Exercise aim: Go through the listing and copy each line that has the string "select" in it.

** Source material follows **

PR #4530, opened 2020-07-07
Issue #SB-19675 fix: Added captcha for generate OTP at forgot password, select account and resend otp at verify account page.

rajeshkumaravel:
- Issue #SB-19675 fix: Added captcha for generate OTP at forgot password, select account and resend otp at verify account page.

** End of Source material **

Output of the exercise:
Issue #SB-19675 fix: Added captcha for generate OTP at forgot password, select account and resend otp at verify account page.
- Issue #SB-19675 fix: Added captcha for generate OTP at forgot password, select account and resend otp at verify account page.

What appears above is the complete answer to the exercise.